My phone has replaced my TV as my news source

Anna Scantlin
Contributing Editor from Kansas City, MO
Published: July 19, 2013

Growing up, my family grew accustomed to watching the news every night at 9. This was a way for us kids to be able to stay up thirty minutes longer, and if an important event was being covered we could stay up for thirty minutes longer just by asking questions. As kids, we just didn't want to go to bed for the most part. As a young adult, it was my window into the events happening in the world. But since I've gotten a smartphone, not to mention no longer deal with bedtimes (other than my son's) I've found that my phone is a much more convenient news source than watching a news recap every night at 9.

The first convenience is realizing that I no longer have a time frame in which I need to be paying attention to the TV. Hundreds of news sources are available to me at my very fingertips whenever I want to read about them, plus I have the convenience of reading about them or watching videos from wherever I want. Of course, I could have done this with a laptop as well, but given that smartphones are just that much more portable it seems more convenient than a laptop ever was in order to keep tabs on important news coverage.

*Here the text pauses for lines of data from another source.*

Issue #916, opened 2021-07-19
Docker for gaia 5.x.x


anhcao142:
Hi, the [tendermint/gaia](https://hub.docker.com/r/tendermint/gaia) docker hub seems to stop at version 4.2.1. Do we have any plan to continue adding new versions to the hub?

____

#### For Admin Use

- [ ] Not duplicate issue
- [ ] Appropriate labels applied
- [ ] Appropriate contributors tagged
- [ ] Contributor assigned/self-assigned

tac0turtle:
looks like it was removed on purpose https://github.com/cosmos/gaia/pull/850. I am wondering why as well. @okwme could we bring it back? this is a major regression IMO

ghost:
Please add Dockerfile for 5.x version?

nooomski:
Closed by bot, opening again, should we also add a dockerfile for 6.x ? @okwme wdyt?

tokamak-git:
@mmulji-ic could you please help me with updating a secret please? have updated the vault, `SLACK_WEBHOOK_URL`
thanks.

tokamak-git:
@mmulji-ic getting following error, looks like my token does not have enough permissions to push to ghcr.

 ```
 #16 exporting to image
#16 pushing layers 0.3s done
#16 ERROR: server message: insufficient_scope: authorization failed

#20 [auth] cosmos/gaia:pull,push token for registry-1.docker.io
#20 DONE 0.0s

#21 [auth] cosmos/gaia:pull,push token for registry-1.docker.io
#21 DONE 0.0s
------
 > exporting to image:
------
error: failed to solve: server message: insufficient_scope: authorization failed
Error: buildx failed with: error: failed to solve: server message: insufficient_scope: authorization failed
```

tokamak-git:
Blocked by need to create secret environment.
 
cc  @okwme @mmulji-ic

PR #1399, opened 2022-04-11
Feature/adding docker GitHub action

tokamak-git:
issue: https://github.com/cosmos/gaia/issues/916

This pr enables the creation and publishing of official gaia images to ghcr (github container registry)

 have added the details regarding the triggers for the action to the readme.


faddat:
this will work, when merged

:/

ghcr is like that sadly

tokamak-git:
closes #916

tokamak-git:
> this will work, when merged
> 
> :/
> 
> ghcr is like that sadly

@faddat turns out it was a different how GitHub actions parses strings vs act the utility to run actions.

.github/workflows/docker-push.yml
```diff
@@ -0,0 +1,73 @@
+name: Docker - ghcr Build and Push
+
+on:
+  push:
+    schedule:
+      - cron: "0 10 * * *"
```
alexanderbez, line 6: Why is there a need for a cron? Should pushes to release branches suffice?

Makefile
```diff
@@ -197,7 +197,7 @@ endif
 .PHONY: run-tests $(TEST_TARGETS)
 
 docker-build-debug:
```
alexanderbez, line 199: nit: undo. This dockerfile is solely for the e2e tests. It shouldn't be the image we push and use for operators on mainnet.

tests/e2e/genesis.go
```diff
@@ -67,7 +67,10 @@ func addGenesisAccount(path, moniker, amountStr string, accAddr sdk.AccAddress)
 	}
 
 	if accs.Contains(accAddr) {
-		return fmt.Errorf("failed to add account to genesis state; account already exists: %s", accAddr)
+		return fmt.Errorf(
```
alexanderbez, line 70: was this causing lint failure?

.github/workflows/docker-push.yml
tokamak-git: True, the pushes to release and tagging would suffice moving forward, but how do we trigger the previous images?
The solution  i came up with was using cron flag to trigger a job run that would pickup old tags and release branches.
At least that's how I hope it works.

tokamak-git: we could remove it of course once legacy images are built

Makefile
tokamak-git: Wouldn't we want to run our tests in an environment as close to production as possible?
I can revert the change and create a dedicated Dockerfile. I have one somewhere. But what pitfalls do you see of us using the same image?

tac0turtle:
Is help needed to get this over the finish line?

tokamak-git:
incorrect merge branch, closing

tokamak-git:
closing in favour of #1552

In fact, smartphones have only made access to breaking news stories easier through the use of social networking applications, and even specially made apps for smartphones. Many news stations have set up social networks on Facebook, Twitter, and YouTube to help spread news faster to people who frequently check their phones for messages and social updates. All you have to do is hit 'Subscribe' and instead of making sure you're there to see the news, the news comes straight to you. What makes it even better is instead of waiting for the details and updates at a later time, you usually have the full story and updates right there as it happens, and from multiple sources. This can be for all kinds of news: weather updates, important stories on a local, national, and international scale, and sports scores for games; really, any kind of news you can think of is available. There's even a livestream of the hospital doors that the Duke and Duchess of Cambridge are expected to be having their first baby at. I can be sure that as soon as they walk out of those doors the news will be exploding all over my news feed and I wouldn't have even had to consider watching the news to find out that night.

I've used my phone, and certain applications available on it, as a replacement for cable TV for quite some time. Why pay $70+ a month for cable packages when I can get a more organized set of TV shows available right on my phone for $8 a month? Sure, I have to sacrifice not being the first to see a brand new episode of my favorite TV show, but honestly, I'm willing to sacrifice that in order to save around $50+ a month. Over a year that adds up pretty quickly.

When it came to movies and TV, my phone had already replaced the traditional method. It comes as no surprise that catching news stories and segments have also been replaced with my smartphone as well. Even though basic cable doesn't cost anything to run per month, the convenience of being able to read or watch anything when I want, wherever I want is just one of many reasons that I truly love smartphone technology.